二つの主要シグナリング経路は妊娠子宮内膜群と非妊娠子宮内膜群の間で異なる
発現低下が妊娠と関連している遺伝子のうち、最も大きな比率を占める生物学的経路はＨＧＦおよびＦＧＦシグナリングであった。それらには、ＨＧＦ（x-1.8、FDR<0.0001）、ＦＧＦ１８（x-1.8、FDR<0.0001）、ＦＧＦＢＰ１（x-3.9、FDR<0.0001）、およびＭＥＴ（x-2.1、FDR<0.0001）が含まれていた。

実施例２：
本発明者らは、調節性過排卵誘起後の患者の子宮内膜受容性を評価するために前向き研究を行って本発明による診断検査の関連性を検証した。

試験対象集団には、ＩＶＦ／ＩＣＳＩ手法を受けているＣＯＳ下の全ての患者を含めた。本発明による方法は、本発明者らが卵母細胞回収日に得られた子宮内膜生検試料での定量ＲＴ−ＰＣＲを用いて検証した。

患者の子宮内膜生検試料中の本発明の１５個の遺伝子の発現レベルを測定し、本発明の１５個の遺伝子の発現レベルの平均を計算し、陰性対照（非妊娠患者）および陽性対照（妊娠患者）の子宮内膜生検試料中の該遺伝子の発現レベルと比較した。
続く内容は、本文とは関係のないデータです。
Issue #6022, opened 2021-03-09
Allow BooleanField component to evaluate its values in a non strict way


WiXSL:
Currently, the `BooleanField` evaluates its value strictly as `boolean` in order to show something.
My  `BooleanField` value may be `0` or `1` instead of `true` or `false` and the component is not showing anything in that case.
I'would like to be able to tell the `BooleanField` to loosen up a little bit.

fzaninotto:
Fixed by #6027

PR #6023, opened 2021-03-09
[RFR] Allow BooleanField component to evaluate its value in a non strict way

WiXSL:
Implements #6022


WiXSL:
This is not good enough.
Any value other than a falsy one will show a check

docs/Fields.md
```diff
@@ -126,12 +126,13 @@ import { BooleanField } from 'react-admin';
...
-| `FalseIcon`       | Optional | SvgIconComponent | `@material-ui/icons/Clear` | Icon to show for the falsy value  |
+| Prop              | Required | Type             | Default                    | Description                                                      |
+| ----------------- | -------- | ---------------- | -------------------------- | ---------------------------------------------------------------- |
+| `valueLabelTrue`  | Optional | string           | 'true'                     | Aria label for the truthy value                                  |
+| `valueLabelFalse` | Optional | string           | 'false'                    | Aria label for the falsy value                                   |
+| `TrueIcon`        | Optional | SvgIconComponent | `@material-ui/icons/Done`  | Icon to show for the truthy value                                |
+| `FalseIcon`       | Optional | SvgIconComponent | `@material-ui/icons/Clear` | Icon to show for the falsy value                                 |
+| `strictTypeCheck` | Optional | boolean          | `true`                     | If `true` the field's value is evaluated strictly as a `boolean` |
```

結果から、本発明の遺伝子の発現低下は子宮内膜が受容性であることを示し（図２）、本発明の遺伝子の過剰発現は子宮内膜が非受容性であることを示す（図３）ことが実証された。本発明の遺伝子は、調節性過排卵誘起後の子宮内膜受容性の予測値を示す。

参考文献：
本出願を通じて、本発明が属する技術分野の現状を様々な参考文献が説明している。これらの参考文献の開示は、これによって参照により本開示に組み入れられる。

Claims

調節性過排卵誘起後の患者の子宮内膜受容性を評価するための方法であって、該患者から得られた子宮内膜生検試料中の、１５個の遺伝子より選択される少なくとも１個の遺伝子の発現レベルを測定することから成る工程を含み、該遺伝子が、ＦＧＦＢＰ１、ＭＵＣ２０、ＴＭＰＲＳＳ３、ＰＲＵＮＥ２、ＨＥＳ２、ＭＧＳＴ１、ＥＲＲＦＩ１、ＥＤＮ１、ＳＬＣ１７Ａ７、ＭＥＴ、ＣＰＴ１Ｂ、ＤＣＤＣ２、ＬＲＲＣ３９、ＩＬ１８ＲＡＰ、およびＦＯＸＰ１である方法。
子宮内膜生検試料中の遺伝子の発現レベルを対照試料と比較することから成る工程をさらに含む方法であって、子宮内膜生検試料と対照試料の間の遺伝子の発現レベルにおける差を検出することが、子宮内膜が受容性であるか否かを示す、請求項１記載の方法。